Comme j’ai envie de m’en souvenir, je retranscris le dialogue que j’ai eu avec S*, mercredi midi, pendant qu’il est encore frais dans ma mémoire. Je plante le décor : on est tous les deux à la cantine, elle me parle de trucs qui se sont passés dans sa classe.

Elle. – Il y a un mec que je trouve bizarre, il est vraiment collant. Je ne sais pas ce qu’il me veut, mais il est toujours après moi.
Moi. – Si ça se trouve, tu lui plais ! Il te mate tout le temps, alors. C’est pour ça.
Elle. – Mais non… ! Euh… Tu crois ?
Moi. – Ah, tu sais, c’est facile de savoir par qui un mec est intéressé… Il suffit de suivre son regard.
Elle. – Ah oui ? Ha ha… J’aimerais bien savoir qui tu regardes, toi…
Moi. – Oh, tu aurais des surprises !
Elle (sur le ton de la plaisanterie). – Pourquoi ? Ce serait un mec ?
Moi. – Ah, qui sait…
Elle (toujours en rigolant). – Oh, mais tu m’énerves, j’aimerais bien savoir ! Tu essaies de me faire croire des trucs et, après, tu ne veux plus causer.
Moi (je me marre). — …
Elle. – Et B*, lui, il en sait plus ?
Moi (l’air de la narguer). – Ouais.
Elle. – Bon, qu’est-ce que tu as pu lui dire, pour que ça paraisse si important ? Tu lui as donné un nom ?
Moi. – Non, je suis resté très général…
Elle. – Ah bon ? Mais alors, c’est quoi ? Tu lui as dit quel est ton type de nana ? Ça ne mérite pas ces airs de grand secret, un truc pareil. Alors ?
Moi. – Eh bien, tu as deviné, déjà…
Elle. – Non ? C’est ça ? Ah ouais ?
Moi. – Ben oui.
Elle. – Alors ça.

Finalement, le sujet s’y prêtait, alors j’ai subtilement amené la conversation vers la direction que je voulais. Et je le lui ai dit. Sans vraiment le dire, d’ailleurs. Je lui ai laissé deviner.

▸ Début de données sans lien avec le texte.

PR #1847, opened 2018-04-11
Change default priority on autoconfiguration Doctrine DataProvider extensions

Mathieudewet:
| Q             | A
| ------------- | ---
| Bug fix?      | yes
| New feature?  | no
| BC breaks?    | no
| Deprecations? | no
| Tests pass?   | yes
| Fixed tickets | #1815
| License       | MIT
| Doc PR        |

PR #1852, opened 2018-04-12
Revert "Change default priority on autoconfiguration Doctrine DataProvider extensions"

Simperfit:
Reverts api-platform/core#1847


Simperfit:
Should be merged only when passing to 3.0.

Issue #1840, opened 2018-04-09
Can't use a plain id identifier for a relation denormalization


Taluu:
#1762 reverted #1547 to solve a bug, but we were kind of relying on that to be able to fetch / set an entity from its id without using iris or a nested `id` object.

```json
{
    "id": "d1890e8f-fd21-5283-9087-0df87279077d",
    "mainMedia": "d1890e8f-fd21-5283-9087-0df87279077d"
}
```

Used to work up to 2.2.3, but since #1762 (and thus 2.2.4...), it doesn't anymore and triggers an error. I know this is not standard (and kinda relying on a bug...), but it's how the front currently works (I opened a ticket on their side to solve their mess). But still, supporting that would be useful imo.

I have an `IriConverter` decorator, so I could intercept this, but the fact is that in the iri converter, I have no "context" such as the main entity, the property, or its type so I could tinker and make an iri from that before passing it to the decorated service.

Taluu:
It seems that this block : https://github.com/api-platform/core/blob/2.2/src/Serializer/AbstractItemNormalizer.php#L294-L302 doesn't take into account the allowPlainIddentifiers. Unless I read the feature wrong, this doesn't allow to use plain identifier to identify a resource.

Taluu:
So, I kinda got further on that point. It seems that my property is a writable link, So this passes into the normal serializer and never reaches the part when the `allowPlainIdentifier` is executed.

I have 2 objects : A `Product` and `Media`, and they are linked through a `mainMedia` property (which as its setter `setMainMedia`) on the `Product`.

So the request is a PUT on the product, with the body of the first message. And I end up with the `Invalid IRI ?` error.

bendavies:
can this be closed?

Taluu:
Thought this was already closed. Closing then. :}

PR #1855, opened 2018-04-12
Fix relations denormalization with plain ids

Taluu:
| Q             | A
| ------------- | ---
| Bug fix?      | yes
| New feature?  | no
| BC breaks?    | no
| Deprecations? | no
| Tests pass?   | yes
| Fixed tickets | #1840 
| License       | MIT
| Doc PR        | ~

#1547 introduced an `is_array` check to prevent the normalize to act on writable relations so that we could use plain identifiers, and was reverted by #1762 because not all relations are arrays, and can be iris.

But this revert triggered also the fact that we cannot use plain ids anymore on writable relations. This PR aims to fix that ; if we encounter the invalid argument exception while trying to denormalize the relation, and that we allowed plain identifiers and we have an item provider, we should try the next block if it's not an array. Now that I think about it, I should probably add a `!is_array` check or something ?

The tests passes, but I'm not sure how I can add a test to reflect this, so any hint would be welcomed...

BTW, shouldn't we add a more specific exception for the invalid iri ? Testing the message isn't specially clean IMO... and as it's not the scope of this PR, I had to make do with this.

### DIFF
--- a/src/Exception/InvalidValueException.php
+++ b/src/Exception/InvalidValueException.php
@@ -1,0 +1,18 @@
+<?php
+
+/*
+ * This file is part of the API Platform project.
+ *
+ * (c) Kévin Dunglas <dunglas@gmail.com>
+ *
+ * For the full copyright and license information, please view the LICENSE
+ * file that was distributed with this source code.
+ */
+
+declare(strict_types=1);
+
+namespace ApiPlatform\Core\Exception;
+
+class InvalidValueException extends InvalidArgumentException
+{
+}
--- a/src/Serializer/AbstractItemNormalizer.php
+++ b/src/Serializer/AbstractItemNormalizer.php
@@ -18,6 +18,7 @@ use ApiPlatform\Core\Api\OperationType;
 use ApiPlatform\Core\Api\ResourceClassResolverInterface;
 use ApiPlatform\Core\DataProvider\ItemDataProviderInterface;
 use ApiPlatform\Core\Exception\InvalidArgumentException;
+use ApiPlatform\Core\Exception\InvalidValueException;
 use ApiPlatform\Core\Exception\ItemNotFoundException;
 use ApiPlatform\Core\Metadata\Property\Factory\PropertyMetadataFactoryInterface;
 use ApiPlatform\Core\Metadata\Property\Factory\PropertyNameCollectionFactoryInterface;
@@ -157,7 +158,7 @@ abstract class AbstractItemNormalizer extends AbstractObjectNormalizer
     protected function setAttributeValue($object, $attribute, $value, $format = null, array $context = [])
     {
         if (!\is_string($attribute)) {
-            throw new InvalidArgumentException('Invalid value provided (invalid IRI?).');
+            throw new InvalidValueException('Invalid value provided (invalid IRI?).');
         }
 
         $propertyMetadata = $this->propertyMetadataFactory->create($context['resource_class'], $attribute, $this->getFactoryOptions($context));
@@ -306,11 +307,7 @@ abstract class AbstractItemNormalizer extends AbstractObjectNormalizer
 
             try {
                 return $this->serializer->denormalize($value, $className, $format, $context);
-            } catch (InvalidArgumentException $e) {
-                if ('Invalid value provided (invalid IRI?).' !== $e->getMessage()) {
-                    throw $e;
-                }
-
+            } catch (InvalidValueException $e) {
                 if (!$this->allowPlainIdentifiers || null === $this->itemDataProvider) {
                     throw $e;
                 }
--- a/src/Serializer/AbstractItemNormalizer.php
+++ b/src/Serializer/AbstractItemNormalizer.php
@@ -304,7 +304,17 @@ abstract class AbstractItemNormalizer extends AbstractObjectNormalizer
             $context['resource_class'] = $className;
             $context['api_allow_update'] = true;
 
-            return $this->serializer->denormalize($value, $className, $format, $context);
+            try {
+                return $this->serializer->denormalize($value, $className, $format, $context);
+            } catch (InvalidArgumentException $e) {
+                if ('Invalid value provided (invalid IRI?).' !== $e->getMessage()) {
+                    throw $e;
+                }
+
+                if (!$this->allowPlainIdentifiers || null === $this->itemDataProvider) {
+                    throw $e;
+                }
+            }
         }
 
         if (!\is_array($value)) {
--- a/features/main/relation.feature
+++ b/features/main/relation.feature
@@ -512,13 +512,50 @@ Feature: Relations support
     }
     """
 
+  Scenario: Passing a (valid) plain identifier on a relation
+    When I add "Content-Type" header equal to "application/json"
+    And I send a "POST" request to "/dummies" with body:
+    """
+    {
+      "relatedDummy": "1",
+      "relatedDummies": ["1"],
+      "name": "Dummy with plain relations"
+    }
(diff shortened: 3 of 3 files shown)


src/Serializer/AbstractItemNormalizer.php
```diff
@@ -308,7 +308,17 @@ protected function denormalizeRelation(string $attributeName, PropertyMetadata $
             $context['resource_class'] = $className;
             $context['api_allow_update'] = true;
 
-            return $this->serializer->denormalize($value, $className, $format, $context);
+            try {
+                return $this->serializer->denormalize($value, $className, $format, $context);
+            } catch (InvalidArgumentException $e) {
+                if ('Invalid value provided (invalid IRI?).' !== $e->getMessage()) {
```
Simperfit: Maybe it could be better to introduce a new Exception extending the `InvalidArgumentException`.
That said, we wouldn't to the check the message, WDYT ?
https://github.com/api-platform/core/blob/master/src/Serializer/AbstractItemNormalizer.php#L164

Taluu: Yep, added a comment on that on my description, but IMO this is not really the scope of this PR, right ? Or should I change it anyway ?

src/Serializer/AbstractItemNormalizer.php
```diff
@@ -308,7 +309,17 @@ protected function denormalizeRelation(string $attributeName, PropertyMetadata $
             $context['resource_class'] = $className;
             $context['api_allow_update'] = true;
 
-            return $this->serializer->denormalize($value, $className, $format, $context);
+            try {
+                return $this->serializer->denormalize($value, $className, $format, $context);
+            } catch (InvalidValueException $e) {
+                if ('invalid IRI?' !== $e->getReason()) {
```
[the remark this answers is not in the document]
Taluu: Well, wasn't sure if we should have an invalid value exception for the invalid iri, but I could alter that to use one instead ?

src/Exception/InvalidValueException.php
```diff
@@ -0,0 +1,31 @@
...
+ *
+ * For the full copyright and license information, please view the LICENSE
+ * file that was distributed with this source code.
+ */
+
+declare(strict_types=1);
+
+namespace ApiPlatform\Core\Exception;
+
+class InvalidValueException extends InvalidArgumentException
```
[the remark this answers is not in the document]
Taluu: It doesn't seem to extend / implement the invalid argument exception, Wouldn't that be a BC Break ?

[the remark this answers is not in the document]
soyuka: Don't think so. Anyway I'd be fine with a new exception just trying to avoid multiplying them :p. Maybe we can call this one `InvalidIRIException`?

src/Serializer/AbstractItemNormalizer.php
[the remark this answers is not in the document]
soyuka: Not sure I got that. This exception is only thrown when IRI is invalid right?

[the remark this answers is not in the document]
Taluu: Yeah, but the part between parentheses looked variable, that's why I added a reason. I can merge it if needed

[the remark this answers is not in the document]
Taluu: Well, we had `Invalid value (Invalid IRI?).`, so I thought that we could have multiple `Invalid Value (reason)`, and it could sometimes be `Invalid Value (Invalid IRI?)`. That's all, but then, I can make a `InvalidIriException` and be done with it :P

src/Exception/InvalidValueException.php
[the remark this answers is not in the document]
Taluu: I'm not against multiplying exceptions. It's just that in 2.2.4 (and 2.2.5), we should expect a `InvalidArgumentException` (or a child of it), not something else, e.g `Exception`.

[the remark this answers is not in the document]
Taluu: Unless you meant copying / pasting the code from the `InvalidIdentifierException` ?

src/Serializer/AbstractItemNormalizer.php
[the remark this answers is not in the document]
soyuka: Yes please :D

Taluu:
Updated @soyuka but not satisfied with the tests, looks like something is wrong, as the result is `null` for the `relatedDummy`. Need to check out why :/

src/Exception/InvalidIriException.php
```diff
@@ -0,0 +1,24 @@
...
+
+namespace ApiPlatform\Core\Exception;
+
+class InvalidIriException extends InvalidArgumentException
+{
+    private $reason;
+
+    public function __construct(int $code = 0, \Throwable $previous = null)
+    {
+        parent::__construct("Invalid value provided (Invalid IRI?).", $code, $previous);
```
soyuka: Can't we just remove everything in this class and call the exception with a message?

src/Serializer/AbstractItemNormalizer.php
```diff
@@ -161,7 +162,7 @@ protected function getAllowedAttributes($classOrObject, array $context, $attribu
     protected function setAttributeValue($object, $attribute, $value, $format = null, array $context = [])
     {
         if (!\is_string($attribute)) {
-            throw new InvalidArgumentException('Invalid value provided (invalid IRI?).');
+            throw new InvalidIriException();
```
soyuka:
```
 throw new InvalidIriException('Invalid value provided (invalid IRI?).');
```

Taluu: What would be the point of the exception if the message is not always the same one ? It's like using a generic exception... look at the exceptions from symfony, they each have somehting customisable but a defined (and thus customizable) message (even though the message is also quite pointless and not used)

soyuka: Because we can have different reasons for an invalid IRI exception:
- bad format
- route not found
- data not found

for example

Taluu: Yeah that's why I had the `(invalid IRI?)` variable, so we would always have `Invalid value provider (REASON)`. But `¯\_(ツ)_/¯` because it's the same thing actually. :}

dunglas: I agree with @soyuka (and every other exception we have for now work like this). You can also add the message as the default value of the `$message` parameter.

Taluu: Yep, changed and removed the constructor altogether, as @soyuka suggested https://github.com/api-platform/core/pull/1855#discussion_r181410250

Taluu:
Indeed, I have some problems with the feature actually. Need some help looking into that, why it doesn't seem to take the plain id into account...

src/Serializer/AbstractItemNormalizer.php
```diff
@@ -161,7 +162,7 @@ protected function getAllowedAttributes($classOrObject, array $context, $attribu
     protected function setAttributeValue($object, $attribute, $value, $format = null, array $context = [])
     {
         if (!\is_string($attribute)) {
-            throw new InvalidArgumentException('Invalid value provided (invalid IRI?).');
+            throw new InvalidValueException('Invalid value provided (Invalid IRI?).');
```
dunglas: the message should be reverted (why an upper case I)?

Taluu:
Looks like I managed to fix the tests :tada:

dunglas:
Thanks @Taluu

Issue #1664, opened 2018-01-24
Consider splitting the IriConverter in 2 classes


lyrixx:
I got the following error with Symfony

```
Circular reference detected for service "api_platform.hydra.normalizer.entrypoint", path: 
api_platform.hydra.normalizer.entrypoint
-> api_platform.iri_converter
-> api_platform.item_data_provider
-> app.api.data_provider.agent_rule
-> app.elasticsearch.straight_rule
-> serializer
-> api_platform.hydra.normalizer.entrypoint".
```
Basically, my "agent_rule" are stored in Elasticsearch. So I have a custom DataProvider. This one depends on the serializer (because We serialize/unserialize data to/from Elasticsearch).

AFAIU, the IriConverter does 2 symmetrical things: Item <-> IRI.
I think i would ease the development if theses 2 things would be in 2 different classes to avoid such circular reference.

WDYT?

dunglas:
Good idea! 👍 on my side (at least two interfaces).

soyuka:
:+1: two interfaces seems great, this should be easy to implement

PR #1859, opened 2018-04-12
Feature/split iri converter

Mathieudewet:
| Q             | A
| ------------- | ---
| Bug fix?      | yes
| New feature?  | no
| BC breaks?    | yes
| Deprecations? | yes
| Tests pass?   | 
| Fixed tickets | #1664
| License       | MIT
| Doc PR        | 


src/Api/IriConverterInterface.php
```diff
@@ -13,78 +13,15 @@
...
 namespace ApiPlatform\Core\Api;
 
-use ApiPlatform\Core\Exception\InvalidArgumentException;
-use ApiPlatform\Core\Exception\ItemNotFoundException;
-use ApiPlatform\Core\Exception\RuntimeException;
 
 /**
  * Converts item and resources to IRI and vice versa.
  *
+ * @deprecated please use ItemToIriConverterInterface or IriToItemConverterInterface to fit your needs instead
```
Simperfit: one @trigger_errors should be added.
```
IriConverterInterface is deprecated since API Platform 2.3 and will be removed in API Platform 3.0, use ItemToIriConverterInterface and/or IriToItemConverterInterface instead.
```
both class should be fully qualified.

src/Bridge/Symfony/Routing/IriConverter.php
```diff
@@ -36,7 +37,7 @@
  *
  * @author Kévin Dunglas <dunglas@gmail.com>
  */
-final class IriConverter implements IriConverterInterface
+final class IriConverter implements IriToItemConverterInterface, ItemToIriConverterInterface
```
Simperfit: I think you need to check in the whole code base where IriConverterInterface is used.

antograssiot: Pretty sure that removing an interfave from a class is a BC break following SF rules...

src/Bridge/Doctrine/EventListener/PurgeHttpCacheListener.php
```diff
@@ -41,7 +41,7 @@
     private $propertyAccessor;
     private $tags = [];
 
-    public function __construct(PurgerInterface $purger, IriConverterInterface $iriConverter, ResourceClassResolverInterface $resourceClassResolver, PropertyAccessorInterface $propertyAccessor = null)
+    public function __construct(PurgerInterface $purger, ItemToIriConverterInterface $iriConverter, ResourceClassResolverInterface $resourceClassResolver, PropertyAccessorInterface $propertyAccessor = null)
```
soyuka: Unless the class is marked as `@internal` you can't change it's signature.

PR #751, opened 2016-09-12
Makes url generation strategy default value configurable

maechler:
| Q | A |
| --- | --- |
| Bug fix? | no |
| New feature? | yes |
| BC breaks? | no |
| Deprecations? | no |
| Tests pass? | yes |
| Fixed tickets | https://github.com/api-platform/api-platform/issues/128 |
| License | MIT |

PR #2708, opened 2019-04-07
WIP - Makes url generation strategy default value configurable

antograssiot:
| Q             | A
| ------------- | ---
| Bug fix?      | no
| New feature?  | yes
| BC breaks?    | no
| Deprecations? | no
| Tests pass?   | yes
| Fixed tickets | 
| License       | MIT
| Doc PR        | to be done

Superseed #751 
This is a draft for discussion.
I'll open a doc PR if we agree on this before merging this.

### DIFF
--- a/src/Api/UrlGeneratorInterface.php
+++ b/src/Api/UrlGeneratorInterface.php
@@ -34,7 +34,7 @@ interface UrlGeneratorInterface
     /**
      * Allow to generate url using the globally configured strategy.
      */
-    public const DEFAULT = -1;
+    public const DEFAULT_STRATEGY = -1;
 
     /**
      * Generates an absolute URL, e.g. "http://example.com/dir/file".
--- a/src/Api/UrlGeneratorInterface.php
+++ b/src/Api/UrlGeneratorInterface.php
@@ -32,6 +32,11 @@ namespace ApiPlatform\Core\Api;
 interface UrlGeneratorInterface
 {
     /**
+     * Allow to generate url using the globally configured strategy.
+     */
+    public const DEFAULT = -1;
+
+    /**
      * Generates an absolute URL, e.g. "http://example.com/dir/file".
      */
     public const ABS_URL = 0;
--- a/src/Bridge/Symfony/Bundle/DependencyInjection/Configuration.php
+++ b/src/Bridge/Symfony/Bundle/DependencyInjection/Configuration.php
@@ -13,6 +13,7 @@ declare(strict_types=1);
 
 namespace ApiPlatform\Core\Bridge\Symfony\Bundle\DependencyInjection;
 
+use ApiPlatform\Core\Api\UrlGeneratorInterface;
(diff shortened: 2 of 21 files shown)


src/Api/UrlGeneratorInterface.php
```diff
@@ -31,6 +31,11 @@
  */
 interface UrlGeneratorInterface
 {
+    /**
+     * Allow to generate url using the globally configured strategy.
+     */
+    public const DEFAULT = -1;
```
dunglas: Maybe would it be more consistent zither the rest of the API to use null instead? Not really sure, just asking.

src/Bridge/Symfony/Bundle/DependencyInjection/Configuration.php
```diff
@@ -250,7 +251,10 @@ public function getConfigTreeBuilder()
                 ->arrayNode('messenger')
                     ->{interface_exists(MessageBusInterface::class) ? 'canBeDisabled' : 'canBeEnabled'}()
                 ->end()
-
+                ->integerNode('routing_strategy_type')
```
dunglas: url_generation_strategy?

src/Bridge/Symfony/Routing/IriConverter.php
```diff
@@ -126,16 +128,16 @@ public function getIriFromItem($item, int $referenceType = UrlGeneratorInterface
             ), $e->getCode(), $e);
         }
 
-        return $this->getItemIriFromResourceClass($resourceClass, $identifiers, $referenceType);
+        return $this->getItemIriFromResourceClass($resourceClass, $identifiers, UrlGeneratorInterface::DEFAULT === $referenceType ? $this->routerStrategyType : $referenceType);
```
dunglas: By using null, you’ll also be able to simplify these check apps by using the coalesce operator.

src/Api/UrlGeneratorInterface.php
antograssiot: That would work and simplify the the conditional statements indeed as pointed in your other comment.
the only downside is that I'll have to silence PHPStan errors because the [IriConverterInterface](https://github.com/api-platform/core/blob/90f422faa56beb3afa51aea75053c5a9333886dc/src/Api/IriConverterInterface.php#L45) and the [ContextBuilderInterface](https://github.com/api-platform/core/blob/90f422faa56beb3afa51aea75053c5a9333886dc/src/JsonLd/ContextBuilderInterface.php) expects int and will be passed `null`

Do you think it is worth it ?

soyuka: And we can't use `0` I'd be to keep `-1`!

teohhanhui: We must respect the contract of the interface.

teohhanhui: Anyway, `UrlGeneratorInterface::DEFAULT` is not a good name for a constant. I'd say it should be `DEFAULT_STRATEGY`?

antograssiot:
superseeded by #3084

PR #2709, opened 2019-04-07
Use the metadata aware name converter when available fix #2677

### LINKED ISSUE #2677: MetadataAwareNameConverter is not used unless serializer.name_converter is set in SF.
Hey guys,

Not sure if this is the right place but the added code in `MetadataAwareNameConverterPass` ( https://github.com/api-platform/core/pull/2562 ) seems wrong to me.

Let me explain:

```
if (1 >= \count($definition->getArguments()) || null === $definition->getArgument(1)) {
       return;
 }
```
This checks for the presence of a second argument and that it's not null. The second argument of `MetadataAwareNameConverter` is the `$fallbackConverter` but the thing is, this `$fallbackConverter` is only set if you define `serializer.name_converter` in `framework.yaml`.

What this mean is, API Platform will not auto-use the `MetadataAwareNameConverter` if you don't define `serializer.name_converter`.
I was expecting it to use it regardless and lost a lot of time finding out why.

Also, I wanted to use both the `MetadataAwareNameConverter` and snake_case but if I follow the docs and set `name_converter: 'Symfony\Component\Serializer\NameConverter\CamelCaseToSnakeCaseNameConverter'` in `api_platform.yaml` then I lose the `@SerializedName` behavior.

I think that ApiPlatform should **always** use `MetadataAwareNameConverter` (if available, of course) and use the value of `api_platform.name_converter` to set $fallbackConverter (or set it as the main NameConverter if `MetadataAwareNameConverter` is not available).

This behavior is kinda redundant with the default symfony one with `serializer.name_converter` BUT it allows API-Platform to stay free of a dependency with Symfony (which is what you guys wanted, as per https://github.com/api-platform/core/pull/2523#discussion_r257995961 ).

Cheers.

soyuka:
| Q             | A
| ------------- | ---
| Bug fix?      | yes
| New feature?  | no
| BC breaks?    | no
| Deprecations? | no
| Tests pass?   | yes
| Fixed tickets | #2677
| License       | MIT
| Doc PR        | na

ping @ogirardkaliop @teohhanhui

### DIFF
--- a/src/Bridge/Symfony/Bundle/DependencyInjection/Compiler/MetadataAwareNameConverterPass.php
+++ b/src/Bridge/Symfony/Bundle/DependencyInjection/Compiler/MetadataAwareNameConverterPass.php
@@ -16,6 +16,7 @@ namespace ApiPlatform\Core\Bridge\Symfony\Bundle\DependencyInjection\Compiler;
 use ApiPlatform\Core\Exception\RuntimeException;
 use Symfony\Component\DependencyInjection\Compiler\CompilerPassInterface;
 use Symfony\Component\DependencyInjection\ContainerBuilder;
+use Symfony\Component\DependencyInjection\Reference;
 
 /**
  * Injects the metadata aware name converter if available.
@@ -33,14 +34,20 @@ final class MetadataAwareNameConverterPass implements CompilerPassInterface
      */
     public function process(ContainerBuilder $container)
     {
-        if ($container->hasAlias('api_platform.name_converter') || !$container->hasDefinition('serializer.name_converter.metadata_aware')) {
+        if (!$container->hasDefinition('serializer.name_converter.metadata_aware')) {
             return;
         }
 
         $definition = $container->getDefinition('serializer.name_converter.metadata_aware');
+        $num = \count($definition->getArguments());
 
-        if (1 >= \count($definition->getArguments()) || null === $definition->getArgument(1)) {
-            return;
+        if ($container->hasAlias('api_platform.name_converter')) {
+            $nameConverter = new Reference((string) $container->getAlias('api_platform.name_converter'));
+            if (1 === $num) {
+                $definition->addArgument($nameConverter);
+            } elseif (1 < $num && null === $definition->getArgument(1)) {
+                $definition->setArgument(1, $nameConverter);
+            }
         }
 
         $container->setAlias('api_platform.name_converter', 'serializer.name_converter.metadata_aware');
--- a/composer.json
+++ b/composer.json
@@ -21,7 +21,7 @@
         "symfony/http-kernel": "^3.4 || ^4.0",
         "symfony/property-access": "^3.4 || ^4.0",
         "symfony/property-info": "^3.4 || ^4.0",
-        "symfony/serializer": "^4.2",
+        "symfony/serializer": "^4.2.6",
         "symfony/web-link": "^4.1",
         "willdurand/negotiation": "^2.0.3"
     },
--- a/tests/Bridge/Symfony/Bundle/DependencyInjection/Compiler/MetadataAwareNameConverterPassTest.php
+++ b/tests/Bridge/Symfony/Bundle/DependencyInjection/Compiler/MetadataAwareNameConverterPassTest.php
@@ -15,6 +15,8 @@ namespace ApiPlatform\Core\Tests\Bridge\Symfony\Bundle\DependencyInjection\Compi
 
 use ApiPlatform\Core\Bridge\Symfony\Bundle\DependencyInjection\Compiler\MetadataAwareNameConverterPass;
 use PHPUnit\Framework\TestCase;
+use Prophecy\Argument;
+use Symfony\Component\DependencyInjection\Alias;
 use Symfony\Component\DependencyInjection\Compiler\CompilerPassInterface;
 use Symfony\Component\DependencyInjection\ContainerBuilder;
 use Symfony\Component\DependencyInjection\Definition;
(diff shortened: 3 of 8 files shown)


soyuka:
We have an issue now because of the following line https://github.com/api-platform/core/blob/master/src/Serializer/AbstractItemNormalizer.php#L322-L324 (ping @dunglas )

With this new `MetadataAwareNameConverter`, the attribute gets converted from `0` to `"0"` and then it fails. This is due to the fact that the signature of `denormalizeFallback` is:

```
    private function denormalizeFallback(string $propertyName, string $class = null, string $format = null, array $context = []): string
```

which transforms my `0` to `"0"`.

End of story, and of the EU-FOSSA Hackathon is that we need to fix this in symfony.

ogirardkaliop:
Thanks for the effort. Did you open an issue with Symfony to get this resolved ?

soyuka:
@ogirardkaliop not yet it was really at the end of the Hackathon that I figured that out haha, I'm going to open a PR in symfony asap!

src/Bridge/Symfony/Bundle/Resources/config/elasticsearch.xml
```diff
@@ -45,7 +45,6 @@
         <service id="ApiPlatform\Core\Bridge\Elasticsearch\Api\IdentifierExtractorInterface" alias="api_platform.elasticsearch.identifier_extractor" />
 
         <service id="api_platform.elasticsearch.name_converter.inner_fields" class="ApiPlatform\Core\Bridge\Elasticsearch\Serializer\NameConverter\InnerFieldsNameConverter" public="false">
-            <argument type="service" id="api_platform.name_converter" on-invalid="ignore" />
```
soyuka: @meyerbaptiste if I don't do this the default name converter doesn't convert query filters from Camel to snake and it fails. Do you have another solution in mind?

ogirardkaliop: You set the default "fallbackNameConverter" of the MetadataNameConverter to be "api_platform.name_converter" by default.

If people choose CamelCaseToSnakeCase then it will work fine.

soyuka: Yes it's now working properly as stated in #2677:

If MetadataAwareNameConverter it's used
If `api_platform.name_converter` exists it's used as fallback
If symfony's `name_converter` is configured it'll be used as fallback
If none is given, the `MetadataAwareNameConverter` will not do any conversion

src/Bridge/Symfony/Bundle/DependencyInjection/ApiPlatformExtension.php
```diff
@@ -117,6 +117,10 @@ public function load(array $configs, ContainerBuilder $container): void
             ->addTag('api_platform.subresource_data_provider');
         $container->registerForAutoconfiguration(FilterInterface::class)
             ->addTag('api_platform.filter');
+
+        if ($config['name_converter']) {
```
teohhanhui: Should be moved into `registerCommonConfiguration` method.

teohhanhui: Oh, in fact the code is already there.

src/Bridge/Symfony/Bundle/DependencyInjection/Compiler/MetadataAwareNameConverterPass.php
```diff
@@ -33,14 +34,20 @@ final class MetadataAwareNameConverterPass implements CompilerPassInterface
...
             return;
         }
 
         $definition = $container->getDefinition('serializer.name_converter.metadata_aware');
-
-        if (1 >= \count($definition->getArguments()) || null === $definition->getArgument(1)) {
-            return;
+        $num = \count($definition->getArguments());
+
+        if ($container->hasAlias('api_platform.name_converter')) {
```
teohhanhui:
```suggestion
        if ($container->has('api_platform.name_converter')) {
```

src/Bridge/Symfony/Bundle/DependencyInjection/Compiler/MetadataAwareNameConverterPass.php
```diff
@@ -33,14 +34,20 @@ final class MetadataAwareNameConverterPass implements CompilerPassInterface
...
+            $nameConverter = new Reference((string) $container->getAlias('api_platform.name_converter'));
```
teohhanhui:
```suggestion
            $nameConverter = new Reference('api_platform.name_converter');
```

(Not sure if possible to create a `Reference` using an alias id.)

teohhanhui:
See also: https://github.com/api-platform/core/pull/2523#discussion_r277050064

:stuck_out_tongue_closed_eyes:

src/Bridge/Symfony/Bundle/DependencyInjection/Compiler/MetadataAwareNameConverterPass.php
soyuka: I have a circular dependency if I do this.

src/Bridge/Symfony/Bundle/DependencyInjection/Compiler/MetadataAwareNameConverterPass.php
soyuka: we only care if it's an alias. If we want to setup a name converter, the user should setup the symfony's name converter within the serializer configuration.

Si elle était au courant, pour mes confidences à B*, c’est parce qu’elle était présente ce fameux samedi matin où j’avais guetté sa réaction, et où je lui avais demandé s’il n’était « pas trop gêné »… Elle avait donc vu qu’il y avait de la cachotterie dans l’air. Ça l’intriguait.

Cette rubrique « Carnets » reprend le journal que j’ai commencé à tenir en 2003. Dans ce carnet no2 (Angoisse du doute, malaise de la certitude, 15 juillet 2004 – 17 janvier 2005), j’ai seize ans.